* INSTRUCTIONS FOR THE TASK *
Write every entry out again, exactly as given.

* Saved data entries *
PR #348, opened 2023-05-30
Hotfix stixshifter 1493 aiohttp

subbyte:
This is a mitigation, not a final fix. The drawback of this hotfix is that it will let CPU-intensive translation to finish before the next round of transmission, so it nullify the advantage of the pipelining.


pcoccoli (approved):

subbyte:
This is a mitigation, not a final fix. The drawback of this hotfix is that it will let CPU-intensive translation to finish before the next round of transmission, so it nullify the advantage of the pipelining.

PR #351, opened 2023-05-31
Use background loop for query translation and transmission

cmadam:


cmadam:
This pull request will be replaced with the solution in PR https://github.com/opencybersecurityalliance/kestrel-lang/pull/355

* WRITTEN REPLY *
PR #348, opened 2023-05-30
Hotfix stixshifter 1493 aiohttp

subbyte:
This is a mitigation, not a final fix. The drawback of this hotfix is that it will let CPU-intensive translation to finish before the next round of transmission, so it nullify the advantage of the pipelining.


pcoccoli (approved):

subbyte:
This is a mitigation, not a final fix. The drawback of this hotfix is that it will let CPU-intensive translation to finish before the next round of transmission, so it nullify the advantage of the pipelining.

PR #351, opened 2023-05-31
Use background loop for query translation and transmission

cmadam:


cmadam:
This pull request will be replaced with the solution in PR https://github.com/opencybersecurityalliance/kestrel-lang/pull/355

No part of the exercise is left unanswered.